Manipulating, summarising and sorting data using R is an important skill to master but one which many people find a little confusing at first. We’ll go through a few simple examples here using vectors to illustrate some important concepts but will build on this in much more detail in Chapter 3 where we will look at more complicated (and useful) data structures.
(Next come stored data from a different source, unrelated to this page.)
PR #1316, opened 2016-02-27
truncating long blog post 

physcocode:
truncated long blog post in homepage.
## Here's why I did it:
long blog post eat up a lot of space causing lot of scrolling on mobile devices which ultimately lead to poor user experience on mobile devices

### DIFF
--- a/IdnoPlugins/Text/Main.php
+++ b/IdnoPlugins/Text/Main.php
@@ -3,12 +3,27 @@
     namespace IdnoPlugins\Text {
 
         class Main extends \Idno\Common\Plugin {
+           
+           
+           function init()
+           {
+             parent::init();
+             if(empty(\Idno\Core\Idno::site()->config()->truncate_character)){
+             \Idno\Core\Idno::site()->config()->truncate_character=200; //Default Truncate length
+             }
+           }
+
 
             function registerPages() {
                 \Idno\Core\Idno::site()->addPageHandler('/entry/edit/?', '\IdnoPlugins\Text\Pages\Edit');
                 \Idno\Core\Idno::site()->addPageHandler('/entry/edit/([A-Za-z0-9]+)/?', '\IdnoPlugins\Text\Pages\Edit');
                 \Idno\Core\Idno::site()->addPageHandler('/entry/delete/([A-Za-z0-9]+)/?', '\IdnoPlugins\Text\Pages\Delete');
                 \Idno\Core\Idno::site()->addPageHandler('/entry/([A-Za-z0-9]+)/.*', '\Idno\Pages\Entity\View');
+                \Idno\Core\Idno::site()->addPageHandler('/admin/blog/?', '\IdnoPlugins\Text\Pages\Admin\Blog');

Take a look at this video for a quick introduction to working with vectors in R using positional and logical indexes

### 2.4.1 Extracting elements

To extract (also known as indexing or subscripting) one or more values (more generally known as elements) from a vector we use the square bracket `[ ]`

notation. The general approach is to name the object you wish to extract from, then a set of square brackets with an index of the element you wish to extract contained within the square brackets. This index can be a position or the result of a logical test.

#### Positional index

To extract elements based on their position we simply write the position inside the `[ ]`

. For example, to extract the 3rd value of `my_vec`

```
my_vec # remind ourselves what my_vec looks like
## [1] 2 3 1 6 4 3 3 7
my_vec[3] # extract the 3rd value
## [1] 1
# if you want to store this value in another object
val_3 <- my_vec[3]
val_3
## [1] 1
```

Note that the positional index starts at 1 rather than 0 like some other programming languages (i.e. Python).

We can also extract more than one value by using the `c()`

function inside the square brackets. Here we extract the 1^{st}, 5^{th}, 6^{th} and 8^{th} element from the `my_vec`

object

Or we can extract a range of values using the `:`

notation. To extract the values from the 3^{rd} to the 8^{th} elements.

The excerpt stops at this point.